Citroen has put aftersales service firmly in the spotlight with a number of initiatives intended to improve its service to fleets.

A one-day training course for service managers and dealer principals entitled ‘who killed the fleet customer’ is outlining to the retail network the importance of the fleet customer – not least because they are worth three times more than a retail customer in service revenue due to the higher mileages and more frequent servicing.

All 90 business centres are going through the training which identifies the key elements of importance to fleets, such as minimising downtime.

“We have to change the hearts and minds of the network to make them more responsive to the needs of the fleet sector,” said Andy Wady, Citroen fleet director.
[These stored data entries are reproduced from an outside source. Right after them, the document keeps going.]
PR #10917, opened 2021-07-14
Docs on how leases are transferred from dead nodes

### LINKED ISSUE #10913: doc request: describe how a lease transfer occurs after node failure
This issue is synthesizing a common request from the field. (See https://cockroachdb.zendesk.com/agent/tickets/7951 for a recent example.)

We currently have documentation about regular lease transfers here: https://www.cockroachlabs.com/docs/stable/architecture/replication-layer.html

But customers also are interested in the survivability of CockroachDB. Specifically, customers would like to know an **upper bound time** on how long a range will be unavailable after the leaseholder of the range suddenly dies.

https://github.com/cockroachdb/cockroach/pull/65195 is a recent PR that changes how a lease is transferred off of a dead node. It contains some bullet points about what is going on. This information should be included in our documentation.

```
    Wait 9s for liveness to expire
    Attempt to acquire the lease on a healthy node, this is rejected
    because lease acquisition can only happen on the raft leader
    The rejection unquiesces the range
    The nodes wait out the election timeout (3s) before trying to
    campaign
    A raft election occurs and a healthy node wins
    A lease transfer can now be processed by the newly elected leader
```

Also, the documentation should cover the special case of when the internal `liveness` range is colocated with some other lease for range "X". Does that make the lease transfer of "X" take even longer?

rmloveland:
Fixes #10913.

Summary of changes:

- Update 'Replication Layer' docs with a new section 'How leases are
  transferred from a dead node', which explains the process step by step
  at a high level.

  - Note: the steps vary slightly between the v20.* and v21.* series due
    to some recent changes in the CRDB PR linked from the fixed issue.

### DIFF
--- a/v20.2/architecture/replication-layer.md
+++ b/v20.2/architecture/replication-layer.md
@@ -69,7 +69,7 @@ To achieve this, each lease renewal or transfer also attempts to collocate them.
 
 #### Epoch-based leases (table data)
 
-To manage leases for table data, CockroachDB implements a notion of "epochs," which are defined as the period between a node joining a cluster and a node disconnecting from a cluster. To extend its leases, each node must periodically update its liveness record, which is stored on a system range key. When a node disconnects, it stops updating the liveness record, and the epoch is considered changed. This causes the node to immediately lose all of its leases.
+To manage leases for table data, CockroachDB implements a notion of "epochs," which are defined as the period between a node joining a cluster and a node disconnecting from a cluster. To extend its leases, each node must periodically update its liveness record, which is stored on a system range key. When a node disconnects, it stops updating the liveness record, and the epoch is considered changed. This causes the node to [lose all of its leases](#how-leases-are-transferred-from-a-dead-node) a few seconds later when the liveness record expires.
 
 Because leases do not expire until a node disconnects from a cluster, leaseholders do not have to individually renew their own leases. Tying lease lifetimes to node liveness in this way lets us eliminate a substantial amount of traffic and Raft processing we would otherwise incur, while still tracking leases for every range.
 
@@ -78,6 +78,23 @@ Because leases do not expire until a node disconnects from a cluster, leaseholde
 A table's meta and system ranges (detailed in the [distribution layer](distribution-layer.html#meta-ranges)) are treated as normal key-value data, and therefore have leases just like table data.
 
 However, unlike table data, system ranges cannot use epoch-based leases because that would create a circular dependency: system ranges are already being used to implement epoch-based leases for table data. Therefore, system ranges use expiration-based leases instead. Expiration-based leases expire at a particular timestamp (typically after a few seconds). However, as long as a node continues proposing Raft commands, it continues to extend the expiration of its leases. If it doesn't, the next node containing a replica of the range that tries to read from or write to the range will become the leaseholder.
+
+#### How leases are transferred from a dead node
+
+When a node disconnects, the process by which each of its leases is transferred to a healthy node is as follows:
+
+1. The dead node's liveness record, which is stored in a system range, has an expiration time of 9 seconds, and is heartbeated every 4.5 seconds. When the node dies, the amount of time the cluster has to wait for the record to expire varies, but on average is 6.75 seconds.
+1. A healthy node attempts to acquire the lease. This is rejected because lease acquisition can only happen on the Raft leader, which the healthy node is not (yet). Therefore, a Raft election must be held.
+1. The rejected attempt at lease acquisition [unquiesces](../ui-replication-dashboard.html#replica-quiescence) ("wakes up") the range associated with the lease.
+1. What happens next depends on whether the lease is on [table data](#epoch-based-leases-table-data) or [meta ranges or system ranges](#expiration-based-leases-meta-and-system-ranges):
+    - If the lease is on [meta or system ranges](#expiration-based-leases-meta-and-system-ranges), the node that unquiesced the range waits out the Raft election timeout (3 seconds) before kicking off a campaign to try and win Raft leadership so it can become the leaseholder.
+    - If the lease is on [table data](#epoch-based-leases-table-data), the wait described above is skipped and an election is called immediately.
+1. The Raft election is held and a new leader is chosen from among the healthy nodes.
+1. The lease acquisition can now be processed by the newly elected Raft leader.
+
+This process should take no more than 9 seconds for liveness expiration plus the cost of 2 network roundtrips: 1 for Raft leader election, and 1 for lease acquisition. An additional 3 seconds' wait will occur if the lease is on a meta or system range.
+
+Finally, note that the process described above is lazily initiated: it only occurs when a new request comes in for the range associated with the lease.
 
 #### Leaseholder rebalancing
 
--- a/v21.1/architecture/replication-layer.md
+++ b/v21.1/architecture/replication-layer.md
@@ -83,7 +83,7 @@ To achieve this, each lease renewal or transfer also attempts to collocate them.
 
 #### Epoch-based leases (table data)
 
-To manage leases for table data, CockroachDB implements a notion of "epochs," which are defined as the period between a node joining a cluster and a node disconnecting from a cluster. To extend its leases, each node must periodically update its liveness record, which is stored on a system range key. When a node disconnects, it stops updating the liveness record, and the epoch is considered changed. This causes the node to immediately lose all of its leases.
+To manage leases for table data, CockroachDB implements a notion of "epochs," which are defined as the period between a node joining a cluster and a node disconnecting from a cluster. To extend its leases, each node must periodically update its liveness record, which is stored on a system range key. When a node disconnects, it stops updating the liveness record, and the epoch is considered changed. This causes the node to [lose all of its leases](#how-leases-are-transferred-from-a-dead-node) a few seconds later when the liveness record expires.
 
 Because leases do not expire until a node disconnects from a cluster, leaseholders do not have to individually renew their own leases. Tying lease lifetimes to node liveness in this way lets us eliminate a substantial amount of traffic and Raft processing we would otherwise incur, while still tracking leases for every range.
 
@@ -92,6 +92,23 @@ Because leases do not expire until a node disconnects from a cluster, leaseholde
 A table's meta and system ranges (detailed in the [distribution layer](distribution-layer.html#meta-ranges)) are treated as normal key-value data, and therefore have leases just like table data.
 
 However, unlike table data, system ranges cannot use epoch-based leases because that would create a circular dependency: system ranges are already being used to implement epoch-based leases for table data. Therefore, system ranges use expiration-based leases instead. Expiration-based leases expire at a particular timestamp (typically after a few seconds). However, as long as a node continues proposing Raft commands, it continues to extend the expiration of its leases. If it doesn't, the next node containing a replica of the range that tries to read from or write to the range will become the leaseholder.
+
+#### How leases are transferred from a dead node
+
+When a node disconnects, the process by which each of its leases is transferred to a healthy node is as follows:
+
+1. The dead node's liveness record, which is stored in a system range, has an expiration time of 9 seconds, and is heartbeated every 4.5 seconds. When the node dies, the amount of time the cluster has to wait for the record to expire varies, but on average is 6.75 seconds.
+1. A healthy node attempts to acquire the lease. This is rejected because lease acquisition can only happen on the Raft leader, which the healthy node is not (yet). Therefore, a Raft election must be held.
+1. The rejected attempt at lease acquisition [unquiesces](../ui-replication-dashboard.html#replica-quiescence) ("wakes up") the range associated with the lease.
+1. What happens next depends on whether the lease is on [table data](#epoch-based-leases-table-data) or [meta ranges or system ranges](#expiration-based-leases-meta-and-system-ranges):
+    - If the lease is on [meta or system ranges](#expiration-based-leases-meta-and-system-ranges), the node that unquiesced the range checks if the Raft leader is alive according to the liveness record. If the leader is not alive, it kicks off a campaign to try and win Raft leadership so it can become the leaseholder.
+    - If the lease is on [table data](#epoch-based-leases-table-data), the "is the leader alive?" check described above is skipped and an election is called immediately. The check is skipped since it would introduce a circular dependency on the liveness record used for table data, which is itself stored in a system range.
+1. The Raft election is held and a new leader is chosen from among the healthy nodes.
+1. The lease acquisition can now be processed by the newly elected Raft leader.
+
+This process should take no more than 9 seconds for liveness expiration plus the cost of 2 network roundtrips: 1 for Raft leader election, and 1 for lease acquisition.
+
+Finally, note that the process described above is lazily initiated: it only occurs when a new request comes in for the range associated with the lease.
 
 #### Leaseholder rebalancing
 


rmloveland:
@lunevalex mind taking a look at this docs PR?  it's based on your notes in the recent changes in cockroachdb/cockroach#65195

@rafiss I would appreciate a look from you as well since you filed the docs issue! want to make sure you are happy with it  :-)

Note: the steps differ slightly in v20.2 and v21.1 pages due to the removal of the wait in Alex's PR - please correct anything I got wrong, thanks!

rmloveland:
PS one of the requests from the docs issue was an upper bound on the duration a range would be unavailable, so I totally handwaved the "This process should take no more than 15 seconds" line based on 9s + ... just wait longer for the $MAGIC ..., so please tell me something different to put there :-)

v20.2/architecture/replication-layer.md
```diff
@@ -69,7 +69,7 @@ To achieve this, each lease renewal or transfer also attempts to collocate them.
 
 #### Epoch-based leases (table data)
 
-To manage leases for table data, CockroachDB implements a notion of "epochs," which are defined as the period between a node joining a cluster and a node disconnecting from a cluster. To extend its leases, each node must periodically update its liveness record, which is stored on a system range key. When a node disconnects, it stops updating the liveness record, and the epoch is considered changed. This causes the node to immediately lose all of its leases.
+To manage leases for table data, CockroachDB implements a notion of "epochs," which are defined as the period between a node joining a cluster and a node disconnecting from a cluster. To extend its leases, each node must periodically update its liveness record, which is stored on a system range key. When a node disconnects, it stops updating the liveness record, and the epoch is considered changed. This causes the node to immediately [lose all of its leases](#how-leases-are-transferred-from-a-dead-node).
```
lunevalex, line 72: the leases are actually transferred once liveness expires, we should not say immediately, as the expiration could take 9s.

v20.2/architecture/replication-layer.md
```diff
@@ -79,6 +79,21 @@ A table's meta and system ranges (detailed in the [distribution layer](distribut
 
 However, unlike table data, system ranges cannot use epoch-based leases because that would create a circular dependency: system ranges are already being used to implement epoch-based leases for table data. Therefore, system ranges use expiration-based leases instead. Expiration-based leases expire at a particular timestamp (typically after a few seconds). However, as long as a node continues proposing Raft commands, it continues to extend the expiration of its leases. If it doesn't, the next node containing a replica of the range that tries to read from or write to the range will become the leaseholder.
 
+#### How leases are transferred from a dead node
+
+When a node disconnects, the process by which each of its leases is transferred to a healthy node is as follows:
+
+1. The cluster waits 9 seconds for the dead node's liveness record, which is stored in a system range, to expire.
```
lunevalex, line 86: I would say a liveness record has an expiration time of 9s since last hearbeat, so the time you wait until expiration after a disconnect varies and on average would be 4.5s.

v20.2/architecture/replication-layer.md
```diff
@@ -79,6 +79,21 @@ A table's meta and system ranges (detailed in the [distribution layer](distribut
...
+2. A healthy node attempts to acquire the lease. This is rejected because lease acquisition can only happen on the Raft leader, which the healthy node is not (yet).  Therefore, an election must be held.
+3. The rejected attempt at lease acquisition unquiesces the system range holding the liveness record.
```
lunevalex, line 88: The range that is unquiesed is the range for which we are trying to acquire a lease which could be the liveness range if that was on the disconnected node.

v20.2/architecture/replication-layer.md
```diff
@@ -79,6 +79,21 @@ A table's meta and system ranges (detailed in the [distribution layer](distribut
...
+4. What happens next depends on whether the lease is on [table data](#epoch-based-leases-table-data) or [meta ranges or system ranges](#expiration-based-leases-meta-and-system-ranges):
+    - If the lease is on [table data](#epoch-based-leases-table-data), the node that unquiesced the range waits out the Raft election timeout (3 seconds) before kicking off a campaign to try and win Raft leadership so it can become the leaseholder.
```
lunevalex, line 90: It's the other way, we dont wait the 3s on epoch based leases, but do on expiration based leases.

v20.2/architecture/replication-layer.md
```diff
@@ -79,6 +79,21 @@ A table's meta and system ranges (detailed in the [distribution layer](distribut
...
+    - If the lease is on [meta or system ranges](#expiration-based-leases-meta-and-system-ranges), the "is the leader alive?" check described above is skipped, since it would introduce a circular dependency on the liveness record used for table data, which is itself stored in a system range.
+5. The Raft election is held and a new leader is chosen from among the healthy nodes.
+6. The lease transfer can now be processed by the newly elected Raft leader.
+
+This process should take no more than 15 seconds.
```
lunevalex, line 95: The process should be 
 - Liveness expiration (max of 9s)
 - Raft leader election (this should be 1 network roundtrip)
 - Lease transfer, this is a raft proposal (a proposal is typically committed in 1 round trip)

So this should be 9s + 2 RT, @nvanbenschoten does that math check out?

lunevalex (changes requested):

v20.2/architecture/replication-layer.md
rmloveland: Updated to say "causes the node to [lose all of its leases](#how-leases-are-transferred-from-a-dead-node) a few seconds later when the liveness record expires."

v20.2/architecture/replication-layer.md
rmloveland: Revised to "The dead node's liveness record, which is stored in a system range, has an expiration time of 9 seconds.  When the node dies, the amount of time the cluster has to wait for the record to expire varies, but on average is 4.5 seconds."

v20.2/architecture/replication-layer.md
rmloveland: Updated to "The rejected attempt at lease acquisition unquiesces the range associated with the lease.  This range could be the one holding the liveness record, if that was on the disconnected node."

v20.2/architecture/replication-layer.md
rmloveland: Swapped 'em

rmloveland:
Thanks for the review @lunevalex - made the updates on both pages (20.2 and 21.1).  Will wait on the discussion re: how long this whole process should take.

aayushshah15:
Looks good to me. I have a suggestion though, could we explicitly talk about the fact that the process described here is lazily initiated (i.e. only when a new request comes in for the range in question). Talking about that part will change some of the back-of-the-envelope math here because the raft leadership election happens eagerly.

nvanbenschoten (commented):
This mostly looks good, though I left a few comments. I also agree with Aayush's suggestion about mentioning the lazy nature of all of this.

> Reviewed 1 of 2 files at r2.
> *[Reviewable](https://reviewable.io/reviews/cockroachdb/docs/10917#-:-Mf66i4X-83q0VMYjrCY:b-ai6s17)* status: :shipit: complete! 0 of 0 LGTMs obtained (waiting on @lunevalex, @rafiss, and @rmloveland)

___
*[v20.2/architecture/replication-layer.md, line 86 at r1](https://reviewable.io/reviews/cockroachdb/docs/10917#-MeaqxZ5227ppwq6apoe-r1-86:-Mf658kC1P7N61hXi9pw:b-mov43c) ([raw file](https://github.com/cockroachdb/docs/blob/ee5c686d5255fdd18677652c0985ab905585d615/v20.2/architecture/replication-layer.md#L86)):*

Revised to "The dead node's liveness record, which is stored in a system range, has an expiration time of 9 seconds.  When the node dies, the amount of time the cluster has to wait for the record to expire varies, but on average is 4.5 seconds."
</blockquote></details>

I don't think this average is quite correct. The expiration time of a liveness record is 9s, but we heartbeat it every 4.5 seconds. So on average, a liveness record is 6.75s away from expiration at any given point in time.
___
*[v20.2/architecture/replication-layer.md, line 88 at r1](https://reviewable.io/reviews/cockroachdb/docs/10917#-MeaqxZ5227ppwq6apoe-r1-88:-Mf677NG-wEabY7JM2Y4:b-g7rxf1) ([raw file](https://github.com/cockroachdb/docs/blob/ee5c686d5255fdd18677652c0985ab905585d615/v20.2/architecture/replication-layer.md#L88)):*
> ```
> This range could be the one holding the liveness record, if that was on the disconnected node.
> ```

I don't understand what we're trying to say here. My reading of these steps is that they are in the context of a specific range. So this sentence seems off.

I also wonder whether we should even mention quiescence at all. Is this discussed elsewhere in the docs?
___
*[v20.2/architecture/replication-layer.md, line 95 at r1](https://reviewable.io/reviews/cockroachdb/docs/10917#-MeaqxZ5227ppwq6apoe-r1-95:-Mf66damA8G54o3ZD-JC:b-vkvt6f) ([raw file](https://github.com/cockroachdb/docs/blob/ee5c686d5255fdd18677652c0985ab905585d615/v20.2/architecture/replication-layer.md#L95)):*
<details><summary><i>Previously, lunevalex wrote…</i></summary><blockquote>

The process should be 
 - Liveness expiration (max of 9s)
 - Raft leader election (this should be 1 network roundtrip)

Reaction times to service and repair booking requests via Epyx 1Link have already been tackled as part of the Business Class programme. Citroen now employs an Epyx member of staff at its call centre who contacts dealers if they are slow to respond to an enquiry within 30 minutes.
Result: response times have fallen from 60 minutes at the end of last year to 24 minutes in June. Citroen is now targeting a 20-minute response time.
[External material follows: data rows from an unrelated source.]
PR #10924, opened 2021-07-16
CC Connect improvements

gemma-shay:
https://cockroachlabs.atlassian.net/browse/CC-4538


gemma-shay:
@emily-horing To align the Free and Dedicated Quickstart experiences step for step, creating a sql user and authorizing your network would need to be removed from the Dedicated guide. I just tested a new Dedicated cluster to see if this would be possible, but it looks like there is no default option and these need to be set up to proceed.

“A lot of leasing company systems have a 50-minute threshold and then the job gets flicked to an independent,” said Wady. “We lose the business because we are not quick enough.”
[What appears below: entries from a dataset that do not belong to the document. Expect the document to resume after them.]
PR #10926, opened 2021-07-19
Syntax typo in UPDATE query example

emoriarty:
I've testing the UPDATE query and when using double quotes, the command returns the following error:
```sql
ERROR: column "eu-west" does not exist
```
Just changing double quotes by single does the fix.


jseldess:
Thanks, @emoriarty!

@rmloveland, PTAL.

rmloveland (approved):
LGTM, thanks @emoriarty - sorry for delay on my part

Issue #10222, opened 2021-04-01
Document using PGBouncer with CockroachDB


RichardJCai:
Richard Cai (RichardJCai) commented:

I created a rough tutorial on using CRDB with PGBouncer / HAProxy but I think the goal is to make a more formal doc on it.

Reference: https://github.com/RichardJCai/crdb-pgbouncer/blob/main/README.md

In general it seems CRDB is compatible with PGBouncer however there may not be much benefit to using it as CRDB idle connections are relatively cheap (compared to PG). We can provide guidance stating that it is likely unnecessary to use but may be beneficial if there is an extremely high number of connections relative to the hardware specs and it's best that they test it themselves to determine if it's necessary to use. 

Users can use PGBouncer if it provides application side benefits such as simplifying connection pooling.

Jira Issue: DOC-1077

RichardJCai:
cc @ericharmeling for awareness

ericharmeling:
@ianjevans

vy-ton:
@ericharmeling or @ianjevans 

The team discussed and we agreed that we should go ahead and add PgBouncer to the community tooling page with a link to https://dzone.com/articles/using-pgbouncer-with-cockroachdb. We can do this as a stopgap before investing in any more full fledged PgBouncer examples

PR #10930, opened 2021-07-20
Added PGBouncer to list of community-supported tools

ericharmeling:
Related to https://github.com/cockroachdb/docs/issues/10222.


ericharmeling:
@vy-ton Not sure if this should resolve https://github.com/cockroachdb/docs/issues/10222 or not...

vy-ton:
Let's keep #10222 for tracking but it can be deprioritized to P2

vy-ton (approved):

PR #10967, opened 2021-07-26
Adding known limitation for inverted index scans.

### LINKED ISSUE #10966: Add known limitation for inverted index scans on JSON columns with containment operators
From https://github.com/cockroachdb/cockroach/issues/55318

The Epyx employee also assesses jobs that have been rejected by a dealer; often there is no good reason. Consequently, jobs refusals have fallen by 74% - just 26 were refused in June compared to more than 100 per month last year.

“To compete with the independents is about quality of the service, ease of doing business and the price,” added Wady. “A lot of our focus in on the aftersales provision because this generates more sales in the future.”